Re: [PATCH v2] sched/core: Don't mix isolcpus and housekeeping CPUs

From: Mel Gorman
Date: Wed Oct 24 2018 - 06:31:32 EST


On Wed, Oct 24, 2018 at 03:16:46PM +0530, Srikar Dronamraju wrote:
> * Mel Gorman <mgorman@xxxxxxxxxxxxxxxxxxx> [2018-10-24 09:56:36]:
>
> > On Wed, Oct 24, 2018 at 08:32:49AM +0530, Srikar Dronamraju wrote:
> > It would certainly be a bit odd because the
> > application is asking for some protection but no guarantees are given
> > and the application is not made aware via an error code that there is a
> > problem. Asking the application to parse dmesg hoping to find the right
> > error message is going to be fragile.
>
> Its a actually a good question.
> What should we be doing if a mix of isolcpus and housekeeping (aka
> non-isolcpus) is given in the mask.
>
> Right now as you pointed, there is no easy way for the application to know
> which are the non-isolcpus to set its affinity. cpusets effective_cpus and
> cpus_allowed both will contain isolcpus too.
>

While it's tangential to your patch, that sounds like a fairly big hole in
the API. Now, sure enough, it just puts the burden on the administrator
to figure it out but the silent "appears to work" is unfortunate. It's a
question on whether application owners or sysadmins are displined enough
to ensure that the kernel command line and scheduler affinities always
match properly.

> > Would it be more appropriate to fail sched_setaffinity when there is a
> > mix of isolated and housekeeping CPUs? In that case, an info message in
> > dmesg may be appropriate as it'll likely be a once-off configuration
> > error that's obvious due to an application failure.
>
> I was looking at option of returning an error in that case. However our
> own perf bench numa cant handle it. We can be sure that there will other
> tools who could have coded that way and may start failing. So I am not sure
> if thats a good option. Previously they would *seem* to be working.
>

I'm going to throw it out there -- should we do it anyway as it's a
sensible configuration and see what breaks? At the end of the day, it
would be a revert if we get caught by the "you never break userspace"
rule and get overruled on the defense "what the application asks for is
only being partially granted and it is vunerable to interference when it
thinks the kernel has promised isolation". It could even be a patch on top
of the one you have so that even if it does get reverted, there still is
a warning left over. Of course, it would instantly break the perf bench
numa case and open the question on whether that should be fixed too.

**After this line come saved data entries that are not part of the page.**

PR #160, opened 2021-10-29
Change ordering of hub tasks in UI [RHELDST-8253]

jm-wk:
When viewing the finished tasks list, the hub tasks were sorted by the
finished date. This led to the behaviour that the tasks that did not
finish (because they were cancelled) always sorted above all other
tasks and cluttered the finished task listing. We thus change the
ordering to use "dt_created" instead.


rohanpm (changes requested):
Could you please tweak the commit message & PR description to avoid focusing on Pub specifically?  This library is also used from some other services, I'd expect this change to impact those as well.  I don't want the message to give a false impression that this would only impact Pub.

Where you refer to "pub" you could instead say "hub".

jm-wk:
Thanks for the comment. Done.

PR #161, opened 2021-12-16
Improve Django 4.x compatibility

rohanpm:
Django 4 removed some functionality which was deprecated since
Django 3. Update to cope with it.

Since this project still attempts to support python2, we figure out at
import time whether we're on an ancient or modern runtime.


rohanpm:
Please review despite reduced coverage.  This repo does not currently have a solution to merge coverage reports across different test configs.

rbikar (approved):

PR #162, opened 2022-01-25
New testing and CI configuration

### LINKED ISSUE #159: switch from Travis CI to GitHub Actions
Recommend that we switch to GitHub Actions and rotate the encrypted `password` value in `.travis.yml` in light of https://arstechnica.com/information-technology/2021/09/travis-ci-flaw-exposed-secrets-for-thousands-of-open-source-projects/

frenzymadness:
Django 4 is not included yet because they are a lot of DeprecationWarning we have to fix first and Django 4 is still kinda fresh without LTS released yet. Moreover, Django 4 does not support Python 3.6 so it won't land in RHEL 8.

All tests pass on my local machine also in a virtual environment where `rpm` is available. I'm trying to accomplish the same in Github Actions, but the workflow hangs for some reason. You can see it here: https://github.com/frenzymadness/kobo/runs/4935800708?check_suite_focus=true 

I don't know how to configure coverall and I probably don't have the permissions to do so so any help is appreciated.

There are a lot of changes but majority of them are very simple.

Fixes #159


rohanpm:
About the apparent hang, if tox is run with at least `-vv` so it doesn't capture pip output, more relevant info can be seen e.g. in https://github.com/rohanpm/kobo/runs/4945271198

```
INFO: pip is looking at multiple versions of <X> to determine which version is compatible with other requirements. This could take a while.
INFO: This is taking longer than usual. You might need to provide the dependency resolver with stricter constraints to reduce runtime. If you want to abort this run, you can press Ctrl + C to do so. To improve how pip performs, tell us what happened here: https://pip.pypa.io/surveys/backtracking
```

It seems genuinely quite slow and it may be necessary to follow the advice about stricter constraints.

The logs also show some missing native packages in order to compile gssapi.

frenzymadness:
Thanks for the info. The problem is indeed caused by the insufficient dependencies in the container where it's not possible to compile gssapi from source so the pip keeps trying older and older versions without any success. I'm gonna fix that and debug also other possible problems – the first one I see that we need to install also shared system mime types for tests to work properly.

frenzymadness:
It seems I have fixed all the issues, see the last run: https://github.com/frenzymadness/kobo/actions/runs/1750199687 and the last commit here.

frenzymadness:
I've opened an issue for the problem with mimetypes I've fixed here by including mailcap package in the CI container.

tests/test_shortcuts.py
```diff
@@ -356,6 +355,7 @@ def test_run_move_dir_with_logfile(self):
         destdir = tmpdir + '.moved'
         run(['mv', '-v', tmpdir, destdir], logfile=logfile, show_cmd=True)
         self.assertTrue(os.path.isfile(os.path.join(destdir, 'file.log')))
+        shutil.rmtree(destdir)
```
rohanpm, line 358: This seems a bit wrong since it wouldn't be removed if the test fails.

rohanpm (approved):
Integration with coveralls or similar can be looked into as a follow-up activity at some point after this is merged.

PR #164, opened 2022-01-27
Compatibility fixes

frenzymadness:
a few fixes related to the new Django versions and Binary type in xmlrpclib.


frenzymadness:
Includes the fix proposed in #153

PR #171, opened 2022-03-15
Add public API to expose whether hub is logged in, and attempt to retry login

AvlWx2014:


kobo/client/__init__.py
```diff
@@ -183,6 +183,23 @@ def __getattr__(self, name):
         except:
             raise AttributeError("'%s' object has no attribute '%s'" % (self.__class__.__name__, name))
 
+    @property
+    def is_logged_in(self):
+        return self._logged_in
+
+    def retry_login(self):
```
rohanpm, line 190: Could we just name it `login` please?  The `retry_` prefix feels weird.  Consider that any method which can be called more than once can be called in order to retry something.

Also, what do you think of changing it to raise on failure instead of return a bool?  The problem with returning False is of course that people can forget to check the returned value.  Also, all conscientious callers are going to have to check the result and raise anyway - may as well do it just once in a central place.

rohanpm (changes requested):

kobo/client/__init__.py
AvlWx2014: Sure I'll rename it. Im not married to `retry_login`, I just called it that since hub attempts auth once for the caller.

I'm a fan of raising on failure, I will make that change as well. I'll look at the existing code first to see if something appropriate already exists, but if not are you opposed to a new exception type like `KoboHubLoginFailure`?

rohanpm: Yeah, a new exception type would be fine.

AvlWx2014: Found that there is already an `AuthenticationError` class, so I used that instead of adding a new type.

kobo/client/__init__.py
```diff
@@ -183,6 +183,43 @@ def __getattr__(self, name):
...
+        if not self.is_logged_in:
+            msg = (
+                "Login attempt failed. See logs for more information. "
+                "If the logs don't provide any indication as to what went wrong, "
+                "try passing HubProxy a logger at the `logging.DEBUG` level "
+                "for more verbose messages."
+            )
+            raise AuthenticationError(msg)
+
+        return True
```
rohanpm, line 221: Why return True?

I'd rather not since it's misleading.  If someone sees that the return value is True then they might think they're supposed to write code such as:

```
if not hub.login():
  do_something_when_login_fails()
```

But the branch would be dead code.  I think it just creates confusion with respect to how the method should be used.

kobo/client/__init__.py
```diff
@@ -183,6 +183,43 @@ def __getattr__(self, name):
...
+        if self.is_logged_in:
+            return True
+
+        self._login(force=True)
+
+        if not self.is_logged_in:
+            msg = (
+                "Login attempt failed. See logs for more information. "
+                "If the logs don't provide any indication as to what went wrong, "
+                "try passing HubProxy a logger at the `logging.DEBUG` level "
```
rohanpm, line 216: I'm not a fan of this kind of detail in error messages, could it please be more terse?  Maybe ending after the "See logs for more information" ?

The problem is that you don't know the context in which the code is used.  This message makes sense to you, but if it bubbles up all the way to an end-user running a command-line tool: they'll have no idea what HubProxy means and what logging.DEBUG means, nor are they supposed to.  In the worst case the user starts searching around for how to actually *do* that (passing HubProxy a logger), not realizing that developers rather than users were the intended target audience for the message.  It's not even a given that they will realize "passing HubProxy a logger" is referring to Python code.

In exception messages I think it's better to stick with stating the facts, and not providing hints for what to do next.

rohanpm (changes requested):

kobo/client/__init__.py
AvlWx2014: Good point, I will make this change.

kobo/client/__init__.py
```diff
@@ -183,6 +183,22 @@ def __getattr__(self, name):
         except:
             raise AttributeError("'%s' object has no attribute '%s'" % (self.__class__.__name__, name))
 
+    @property
+    def is_logged_in(self):
+        return self._logged_in
+
+    def login(self):
+        """
+        If the hub is already logged in this method does not reattempt it.
```
rohanpm, line 192: Minor: this doc string style looks odd, like the first sentence is missing.  Shouldn't it summarize what the method does first, before elaborating on one aspect of the behavior?  Like:

```python
"""Login to the hub.

If the hub is already logged in this method does not reattempt it.

Raises:
    AuthenticationError when login fails.
"""
```

rohanpm (approved):
Are you going to need this on the RHEL6 builds of kobo?  Changes to upstream kobo are not going to make it there by default.

kobo/client/__init__.py
AvlWx2014: I had a summary there, but took it out because I had a thought that the method name was descriptive enough. That effectively turned the elaboration in to a single-line docstring, which was then too long for the line with the opening quotes. PEP257 allows the first line of a docstring to move down one if it's too long with the quotes in front, but in trying to pick the least funny-looking thing I think I instead picked the most funny-looking thing. Easy fix though.

AvlWx2014:
> Are you going to need this on the RHEL6 builds of kobo? Changes to upstream kobo are not going to make it there by default.

Does Pub Hub currently (or ever again) need RHEL6? If not I'd say the answer is "no", especially if it's possible to build for RHEL6 as needed.

rohanpm:
> > Are you going to need this on the RHEL6 builds of kobo? Changes to upstream kobo are not going to make it there by default.
> 
> Does Pub Hub currently (or ever again) need RHEL6?

Yes, that's the OS it's currently deployed on.

Still it wasn't clear if you'll really need this, as I recall the nature of this change might have been that it helped you figure out the root cause of some other error, but apart from gaining that knowledge it doesn't directly help you solve the error.

AvlWx2014:
Ah, yes you are correct.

> Thats why I have taken an option of correcting within the kernel.
>

FWIW, I'm not going to nak the patch on that basis as the warning is
beneficial in itself and an improvement of the current state. There are
others on the cc that have a greater awareness of how much interference
an isolated process is willing to tolerate and what sort of promises
we've given them in the past.

> > Alternatively,
> > should NUMA balancing ignore isolated CPUs? The latter seems unusual as
> > the application has specified a mask that allows those CPUs and it's not
> > clear why NUMA balancing should ignore them. If anything, an application
> > that wants to avoid all interference should also be using memory policies
> > to bind to nodes so it behaves predictably with respect to access latencies
> > (presumably if an application cannot tolerate kernel threads interfering
> > then it also cannot tolerate remote access latencies) or disabling NUMA
> > balancing entirely to avoid incurring minor faults.
> >
>
> The numa balancing is doing the right thing because if the application has
> the mask specified, then we should allow the application to run.
>

This is what I thought.

> The problem happens when the unbound application starts to run on the isolcpu,
> regular load balancing will no more work. If another task is bound on the
> isolcpu, and other cpus in the node are free, this task will still contend
> with task bound to the isolcpus. (Unless numa affinity of the unbound thread
> changes).
>

Which is bad.

> Also isocpus are suppose to run only those tasks that are bound to it.
> So we are kind of breaking that rule.
>

Indeed so the warning has use in itself and it's a question on whether
others think we should be more strict about misleading (or broken if it's
critical enough) configurations.

As the patch at least highlights a problem and my suggestions are additional
work that may or may not be useful;

Acked-by: Mel Gorman <mgorman@xxxxxxxxxxxxxxxxxxx>

But further opinions on whether there should be a patch on top that are
more strict would be welcome.

--
Mel Gorman
SUSE Labs